Okay, got it. And we can talk more offline about kind of mechanistically where you're heading. I guess my last question is regarding Alnylam and the milestone payment. When should we be modeling that? And what other milestone payments should we be focused on as that pivotal trial starts moving forward?
So the key milestone for TTR02 here is the Phase III initiation, which I mentioned. That has occurred, and so I think the payment to us is imminent. And the next payments to Tekmira are royalty payments that are triggered when product sales occur.
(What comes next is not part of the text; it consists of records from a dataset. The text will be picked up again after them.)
PR #4073, opened 2026-08-08
[BugFix] Match DreamerV3 categorical and KL semantics

vmoens:
Stack from [ghstack](https://github.com/ezyang/ghstack/tree/0.17.0) (oldest at bottom):
* #4095
* #4075
* #4074
* __->__ #4073
* #4072
* #4068
* #4067
* #4066
* #4065

Summary:
- add configurable categorical unimix to the DreamerV3 prior and posterior
- add separate dynamics and representation KL terms with aggregated free nats
- configure the maintained example for 1% unimix and 1.0/0.1 KL weighting

Rationale:
The reference objective mixes categorical probabilities with a uniform
component, sums KL across stochastic variables before applying free nats, and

Okay. And let me, if I can, if you don't mind, and I'd just ask one more question. On Marqibo, I see that you picked up a milestone payment there. What kind of projection should we be thinking about for royalties back to Tekmira as that product starts generating revenue?
So that royalty model, Jason, is a mid single-digit royalty back to Tekmira as that product rolls out.
And I have no further questions in the queue. I would like to turn the conference back to Jodi Regts for any concluding remarks.
Great. Karen, thank you. We appreciate your participation on the call today and look forward to sharing our progress with you in the months ahead. And with that, this concludes the call. Thank you.
Ladies and gentlemen, that does conclude today's conference. We thank you for your participation, and you may now disconnect. Everyone, have a good day.